- Kalkım Location in Turkey Kalkım Kalkım (Marmara)
- Coordinates: 39°49′N 27°13′E﻿ / ﻿39.817°N 27.217°E
- Country: Turkey
- Province: Çanakkale
- District: Yenice

Government
- • Mayor: Zeynep Çelik (AK Party)
- Elevation: 230 m (750 ft)
- Population (2021): 2,400
- Time zone: UTC+3 (TRT)
- Postal code: 17560
- Area code: 0286

= Kalkım =

Kalkım is a town (belde) in the Yenice District, Çanakkale Province, Turkey. Its population is 2,400 (2021).

== Geography ==
Kalkım is situated to east of Kalkım pond and to the south of Agonya creek.
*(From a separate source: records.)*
PR #578, opened 2019-08-08
Remove a hardcoded image reference for pause image

davidcassany:
## Why is this PR needed?

We cannot ship with references to `registry.suse.de` devel or staging projects.

## What does this PR do?

Make use of ImageRepository constant that is dependent on the build environment.

This should solve pause image references in SUSE namespace

## Info for QA

Needs to validate that pause image is coming from registry registry.suse.com and that /etc/sysconfig/crio includes the proper reference

### DIFF
--- a/pkg/skuba/actions/cluster/init/manifests.go
+++ b/pkg/skuba/actions/cluster/init/manifests.go
@@ -58,7 +58,7 @@ useHyperKubeImage: true
 ## Default        : ""
 ## ServiceRestart : crio
 #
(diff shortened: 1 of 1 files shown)


davidcassany:
@lcavajani looks like my rocket chat is frozen... see this PR, I think this should solve the registry.suse.de issue.

lcavajani:
@davidcassany this would work but could not we use https://github.com/SUSE/skuba/blob/master/internal/pkg/skuba/kubernetes/versions.go#L82 in order to build the image like we do for Cilium and co so we keep consistent ?

davidcassany:
@lcavajani  I don't see what is different in that case... in versions.go I can't see the image references, just image tags.

lcavajani:
We'd need to add `PauseImage` etc in https://github.com/SUSE/skuba/blob/master/pkg/skuba/actions/cluster/init/init.go#L34

@ereslibre can say more

davidcassany:
Superseded by #579

PR #585, opened 2019-08-09
Install the pattern instead of explicit packages (bsc#1145009)

MaximilianMeister:
## Why is this PR needed?

When upgrading from 1.14.1 to 1.15.2 we found out that cri-o has
not the right patch level version yet.

Kubernetes and cri-o are not tied to patch levels so we install
the pattern instead.

(bsc#1145009)

### DIFF
--- a/pkg/skuba/actions/node/upgrade/apply.go
+++ b/pkg/skuba/actions/node/upgrade/apply.go
@@ -120,8 +120,8 @@ func Apply(target *deployments.Target) error {
 			}
 			if nodeVersionInfoUpdate.HasMajorOrMinorUpdate() {
 				err = target.Apply(deployments.KubernetesBaseOSConfiguration{
-					KubeadmVersion:    nodeVersionInfoUpdate.Update.APIServerVersion.String(),
-					KubernetesVersion: nodeVersionInfoUpdate.Current.APIServerVersion.String(),
+					UpdatedVersion: nodeVersionInfoUpdate.Update.APIServerVersion.String(),
+					CurrentVersion: nodeVersionInfoUpdate.Current.APIServerVersion.String(),
 				}, "kubernetes.install-intermediate-node-pattern")
 				if err != nil {
 					return err
@@ -134,7 +134,7 @@ func Apply(target *deployments.Target) error {
 				return err
 			}
 			err = target.Apply(deployments.KubernetesBaseOSConfiguration{
-				KubernetesVersion: nodeVersionInfoUpdate.Update.APIServerVersion.String(),
+				CurrentVersion: nodeVersionInfoUpdate.Update.APIServerVersion.String(),
 			}, "kubernetes.install-node-pattern")
 			if err != nil {
 				return err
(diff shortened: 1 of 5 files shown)


pkg/skuba/actions/node/upgrade/apply.go
```diff
@@ -132,9 +132,8 @@ func Apply(target *deployments.Target) error {
 				return err
 			}
 			err = target.Apply(deployments.KubernetesBaseOSConfiguration{
-				KubeadmVersion:    nodeVersionInfoUpdate.Update.APIServerVersion.String(),
```
ereslibre: We might want to revisit this struct later

MaximilianMeister:
> Is this a ship stopper fro RC1?

if we don't update cri-o to 1.15.2 it's a ship stopper

MaximilianMeister:
> I believe we should also fix the kubernetesInstallNodePattern, it installs kubernetes-kubeadm which is not needed at all, we should relay only on patterns.

if i remove this explicit installation of `kubeadm-old`, e.g. we're installing kubeadm-1.15.0 within the `patterns-caasp-Node-1.14` which is wrong

MaximilianMeister:
> if i remove this explicit installation of `kubeadm-old`, e.g. we're installing kubeadm-1.15.0 within the `patterns-caasp-Node-1.14` which is wrong

turned out this was an issue in `patterns-caasp-Node-1.14` it's addressed now in https://build.suse.de/request/show/198507 so we could go ahead and remove the explicit kubeadm install within skuba if needed

MaximilianMeister:
just rebased to retrigger all CI jobs, one was stuck and not retryable

pkg/skuba/actions/node/upgrade/apply.go
ereslibre: Since we are not merging this immediately, do you think you could rename `KubeadmVersion` and `KubernetesVersion` to something more meaningful now that we are not forcing explicit package installs? something like `CurrentVersion` and `NewVersion` or something like that?

MaximilianMeister: updated in a separate commit

MaximilianMeister:
the current functionality is broken see https://github.com/SUSE/skuba/blob/master/internal/pkg/skuba/deployments/ssh/kubernetes.go#L73

it should be `kubernetesBaseOSConfiguration.ContainerRuntimeVersion`

one more reason to merge this PR, currently updates fail with:

`I0815 11:42:56.670009   22388 ssh.go:190] stderr | Package 'cri-o=1.15.2' not found.`

MaximilianMeister:
rebased

pkg/skuba/actions/node/upgrade/apply.go
```diff
@@ -120,16 +120,16 @@ func Apply(target *deployments.Target) error {
...
 				if err != nil {
 					return err
 				}
 			} else {
 				err = target.Apply(deployments.KubernetesBaseOSConfiguration{
-					KubeadmVersion:    nodeVersionInfoUpdate.Update.APIServerVersion.String(),
-					KubernetesVersion: nodeVersionInfoUpdate.Current.APIServerVersion.String(),
+					UpdatedVersion: nodeVersionInfoUpdate.Update.APIServerVersion.String(),
+					CurrentVersion: nodeVersionInfoUpdate.Current.APIServerVersion.String(),
 				}, "kubernetes.install-base-packages")
```
ereslibre:
```suggestion
				}, "kubernetes.install-intermediate-node-pattern")
```

MaximilianMeister: oh thanks, i missed that. i think we can then drop the whole `if nodeVersionInfoUpdate.HasMajorOrMinorUpdate()` and always install the intermediate pattern

ereslibre:
@MaximilianMeister another suggestion, do you think we can keep everything in one single function? If `UpdatedVersion` is provided, we install `patterns-caasp-Node-%s-%s`, if no `UpdatedVersion` is provided, we install `patterns-caasp-Node-%s`, WDYT?

MaximilianMeister:
> do you think we can keep everything in one single function? If `UpdatedVersion` is provided, we install `patterns-caasp-Node-%s-%s`, if no `UpdatedVersion` is provided, we install `patterns-caasp-Node-%s`, so we can drop `kubernetes.install-intermediate-node-pattern`, WDYT?

made sense to me. thanks for the hint. updated

PR #588, opened 2019-08-09
Explicitly pass kubernetes.Interface to functions that need it

bergmannf:
## Why is this PR needed?

Supersedes #429 (it seems after the skuba rename, fork <-> origin connection is lost).

Instead of having every function retrieving the `GetAdminClientSet` explicitly this will dependency inject this into every function that needs it.

### DIFF
--- a/internal/pkg/skuba/deployments/ssh/cni.go
+++ b/internal/pkg/skuba/deployments/ssh/cni.go
@@ -24,6 +24,7 @@ import (
 	"github.com/pkg/errors"
 
 	"github.com/SUSE/skuba/internal/pkg/skuba/cni"
+	"github.com/SUSE/skuba/internal/pkg/skuba/kubernetes"
 	"github.com/SUSE/skuba/pkg/skuba"
 )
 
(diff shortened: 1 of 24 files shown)


internal/pkg/skuba/deployments/ssh/cni.go
```diff
@@ -33,10 +34,14 @@ func init() {
 }
 
 func cniDeploy(t *Target, data interface{}) error {
```
ereslibre: With this refactor I think we can also consider to pass the interface to all states as an argument along with the target and data.

ereslibre: Or maybe as a function/attribute on `Target`; maybe it doesn't make sense (depends on how often we use the clientset on the states themselves)

bergmannf:
I 100% agree on not merging, I just reopened it after realizing my rebase didn't end up in the old PR.

Before I forget about it again, I wanted to make sure I have a new one open.

jenting:
Use context and put the clientset into context is a good way.

BTW, it would be nice to align the import ordering.
// standard package

// 3rd-party package

// skuba package

inercia:
> BTW, it would be nice to align the import ordering.
> // standard package
> 
> // 3rd-party package
> 
> // skuba package

I completely agree, I think we should standarize the order of imports in our code.

jenting:
> > BTW, it would be nice to align the import ordering.
> > // standard package
> > // 3rd-party package
> > // skuba package
> 
> I completely agree, I think we should standarize the order of imports in our code.

I have VScode setting for auto reordering.

I think I could add CI check on this, post-GA :)

ereslibre:
This PR has many conflicts, should it be revisited again, or closed?

suseclee:
I am working on it with https://github.com/SUSE/avant-garde/issues/989. 
I will close it after I correct all info from this PR.

jenting:
Close this one, another [PR](https://github.com/SUSE/skuba/pull/806) address this got merged.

The distance to Yenice is 38 km and to Çanakkale is 120 km.

== Population ==
As per population census 2022, Kalkım has a population of 2430.

== History ==
The area around Kalkım was an important ironworking center during Lydian state and was named as Agonya. During the later years of the ancient age, It was annexed by Achaemenid Empire, Macedonian Empire, Pergamon and Roman Empire. In 1301, it was incorporated into Karesi state (a small Turkmen beylik) After the disintegration of Karesi it became a part of the Ottoman Empire . During Ottoman era it was called Naipli (Naipli is an adjective referring to vice judge working in the settlement). In the 20th century, following a brief Greek occupation it became a part of Turkey in 1922. In 1977 It was declared a seat of township.

== Economy ==

Most important agricultural products of the town are paprika and tobacco. Various fruits are also produced. Some town residents work in lead mines around the town and some work in forestry business. Carpet weaving is another business.